# Do you watch the Bad Batch?



## Jaredthefox92 (Jun 25, 2021)

While I'm not the best fan of Disney's recent takes on Star Wars, (but neither are my friend.) I sort of like the Bad Batch and the Clone Wars. (Not Star Wars Rebels though.)


----------



## perkele (Jun 30, 2021)

The Bad Batch is Star Wars? Wasn't that the one with Keanu Reeves as a neon rave cult leader?

I liked that movie, but other people did not.


----------



## Marius Merganser (Jun 30, 2021)

I'm watching it and it's okay.  While I like the batch, I think Omega is annoying.  

Rebels was Aladdin in space early on. Didn't like the design and some episodes were very contrived but it does get a lot better as you go into it.

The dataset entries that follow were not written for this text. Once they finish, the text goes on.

PR #535, opened 2020-11-24
Update CustomResourceDefinition API version to v1

miguelsorianod:
This PR updates the API Version of the `CustomResourceDefinition` API type from `v1beta1` to `v1` for our CRDs.
The motivation of this is that K8s is going to stop serving `v1beta1` in K8s 1.22:
```
Warning: apiextensions.k8s.io/v1beta1 CustomResourceDefinition is deprecated in v1.16+, unavailable in v1.22+; use apiextensions.k8s.io/v1 CustomResourceDefinition
```

related issue: https://github.com/kubernetes/kubernetes/issues/82022

It is important to not confuse the APIVersion of the `CustomResourceDefinition` API type with the APIVersion of our CRD Types. They are different concepts. In this PR we are dealing with the former.

The following changes have been performed:
* Change controller-gen flags to generate `v1` version of CustomResourceDefinition.
* Update CRD Kustomize patch files to reference to CustomResourceDefinition `v1`
* Update the CRD kustomize patch files that deal with OpenAPI validation modifications on the CRD resources to use JSON Patch instead of JSON Strategic Merge patch. The reason for this is that now that the OpenAPI validation appears in an array of versions there's no way to perform a merge with JSON Strategic Merge patch on the array element contents as it lacks a merge key definition
* Update manifests and bundle CRDs with the new `v1` CustomResourceDefinition format. The OpenAPI validation is now specified in the versions array instead of directly in the spec.
* Update CRD manifest tests to use versioned retrieval of the CRD type schema.


miguelsorianod:
Updated PR adapting `ActiveDoc` and `Policy` new CRDs to CRD v1 (including patches, ...)

miguelsorianod:
Added a new commit that removes the `run-operator-e2e-test` command and its execution at pr and nightly level from CircleCI, as e2e tests are now run at pr level on OpenShift CI. Other tasks related to operator are still executed in CircleCI

miguelsorianod:
@eguzki I think this is ready to be merged

.circleci/config.yml
```diff
@@ -590,9 +560,6 @@ workflows:
       - run-unit-tests
       - bundle-validate
       - install-operator
```
eguzki, line 562: why leave install-operator job?

.circleci/config.yml
```diff
@@ -611,10 +578,6 @@ workflows:
           requires:
             - build-push-3scale-images
       - install-operator
```
eguzki, line 580: why leave install-operator job?

eguzki (changes requested):
.circleci/config needs some cleanup, but overall, LGTM

.circleci/config.yml
miguelsorianod: I preferred to leave it as it can be executed properly, even if redundant due to done in e2e tests. It is also used in the "operator-release" and "nightly" jobs

eguzki: I am not saying deleting the job itself. I am suggesting removing from the nightly and operator workflows as it is useless.

miguelsorianod: For nightly I think it might be useful. Same for operator-release job.
It's better than nothing.

For the "operator" job we could remove it as it's already covered by the OpenShift CI tests but anyway it did not harm and runs quick

eguzki: If you mean building the operator image as part of the nightly workflow, fine. But install-operator job does more than that and it it useless. Check it, exporting a whole docker image to tarball and persist it to workspace for nothing.

miguelsorianod: In the "operator-release" workflow those additional steps you mentioned are actually needed.

In the nightly job those additional steps are not needed. I'll change the call to install-operator to build-operator-image and I'll remove it from the operator job as it's already covered by OpenShift CI tests

miguelsorianod: I've applied the changes I've described

eguzki: yes, I never said to delete the install-operator job or remove it from the `operator-release` workflow

miguelsorianod: :+1: 

Take a look at the current changes

.circleci/config.yml
```diff
@@ -610,11 +585,7 @@ workflows:
       - deploy_templates:
           requires:
             - build-push-3scale-images
-      - install-operator
-      - run-operator-e2e-test:
-          requires:
-            - install-operator
-            - build-push-3scale-images
+      - build-operator-image-only
```
eguzki, line 588: I would also add to the `operator` workflow to have the image built for each PR

miguelsorianod: Changed

test/crds/crd_validation_test.go
```diff
@@ -118,6 +183,14 @@ func getSchema(t *testing.T, crd string) validation.Schema {
 	return schema
 }
 
+func getSchemaVersioned(t *testing.T, crd string, version string) validation.Schema {
```
eguzki, line 186: Shouldn't `func getSchema(t *testing.T, crd string) validation.Schema` method be deleted?

miguelsorianod: There are both variants

eguzki: but it is being used?

miguelsorianod: It's not currently being used. We can decide to keep it available for use or deleting it. I decided the former but I'm fine with both

eguzki: private method not being used => delete.

we always have git history to restore it.

miguelsorianod: Deleted

eguzki (approved):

Resistance was pretty bad.  Loved the idea of a show about pilots and I liked the style but it was super disappointing.


----------



## Marius Merganser (Jun 30, 2021)

perkele said:


> The Bad Batch is Star Wars? Wasn't that the one with Keanu Reeves as a neon rave cult leader?
> 
> I liked that movie, but other people did not.



This Bad Batch


----------



## BigFuzzyBenji (Jul 19, 2021)

Personally, I enjoy it. I'm among those who really loved Clone Wars and Rebels, and so this just feels like getting an extra season.


----------